A final decision is expected Nov. 20 when the commission meets in Austin. Written comments about state’s unified transportation plan — which guides state transportation spending — will be accepted until Nov. 17.

See here, here, and here for the background. What the hell else does TxDOT want? I have no idea why they’re being such huge jerks about this. If it’s at all feasible, I’d advise Metro and the Uptown Management District to tell TxDOT to go screw itself and finance that $25 million themselves. That way they can build it the way they want to, and they wouldn’t have to put up with this petty crap. If that’s not realistic, then I hope TxDOT gets over itself and does its job. But jeez Louise, enough already.

Metro board approves updated bus reimagining plan

With some provisos.

Despite vocal opposition, Metropolitan Transit Authority board members tentatively approved sweeping changes to the bus route system that restructure routes and change daily habits for nearly everyone who uses a bus today. The approval authorizes staff to move forward with scheduling and other features, but it doesn’t close off public comment.

“We can continue to work with the community and continue to work with elected officials,” said board member Christof Spieler, one of the champions of the so-called reimagining plan.

Community leaders and elected officials asked Metro to delay their decision for a month.

“Once you vote on it, they are in concrete,” said state Rep. Harold Dutton, a Democrat who represents large portions of northeast Houston affected by the service changes.

Board members settled on letting staff move forward, but in a way that permits concerned riders to voice their opposition over the next two months.

[…]

To pull off the major changes, staff will have to plan schedules for 270 routes. Some have different hours for weekdays and weekends, while others have peak schedules when ridership is highest. It is expected to take months to finalize the work, then hold more public meetings to gauge reaction before switching to the new routes in June.

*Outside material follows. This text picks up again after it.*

PR #429, opened 2023-08-22
Add tests for issuing JSON-LD credentials with issuer did:sov and did:key bbs/ed25519

cl0ete:
- Refactor issuer tests.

Metro will continue to solicit input from the public on the plan, and will continue to make adjustments as they go. A lot of the opposition came from residents of the Fifth Ward, and a lot of their concern had to do with the proposed flex routes, which are a new and unproven idea in Houston though they’ve been used elsewhere. The Fifth Ward has a population that is both transit-dependent and shrinking, which is a tough problem to grapple with. As Christof Spieler points out in the story, there are places in Houston like Gulfton that are of a similar socioeconomic profile and equally transit dependent but which have much denser populations. These areas, which have been underserved by Metro in the past, stand to be big winners from the new bus service. How do you balance the needs while staying within the budget? There are no easy answers. Metro’s press release is here, Texas Leftist has more.

The Metro board took action on a couple of other items as well. The Highwayman reports:

Metro moved forward with other issues, but many uncertainties remain. Board members approved resolving a spat between Metro and the Texas Department of Transportation over a planned elevated bus lane along Loop 610 in the Uptown area.

The elevated lane is part of a project, led by the Uptown Houston Management District, involving dedicated bus lanes and rapid service along Post Oak Boulevard. TxDOT, which previously committed $25 million to the elevated lane, asked Metro for assurances that the project was not a precursor to rail development.

Metro officials balked at the TxDOT agreement, fearing it violated the 2003 referendum voters approved for rail projects in the Houston area. Thursday, Metro chairman Gilbert Garcia proposed approving the agreement, with the caveat that Attorney General Greg Abbott verify it doesn’t violate the referendum.

“I don’t want Metro for any way to be the reason this project is not going forward,” Garcia said.

The board also agreed that any future rail development along Post Oak would require voter approval.

Meanwhile, after acknowledging delays in opening the new Green and Purple light rail lines, Metro officials said they expect both new lines will open April 4. The delay was caused by downtown hotel construction that severed a chilled water line that required repairs to the rail system, and problems with axle counters along the lines caused by a manufacturer’s defect.

See here for the background on the former, and here for the latter. I hate giving in to the TTC’s strongarming, but the project does need to go forward, and Metro was in a precarious position. At least they have an option if the AG opinion goes their way. As for the new opening date for the Harrisburg and Southeast lines, all I can say is that I sure hope this is the last time it needs to be pushed back. Metro’s press release on that is here.

Texas Transportation Commission continues to be obstinate

This continues to be ridiculous.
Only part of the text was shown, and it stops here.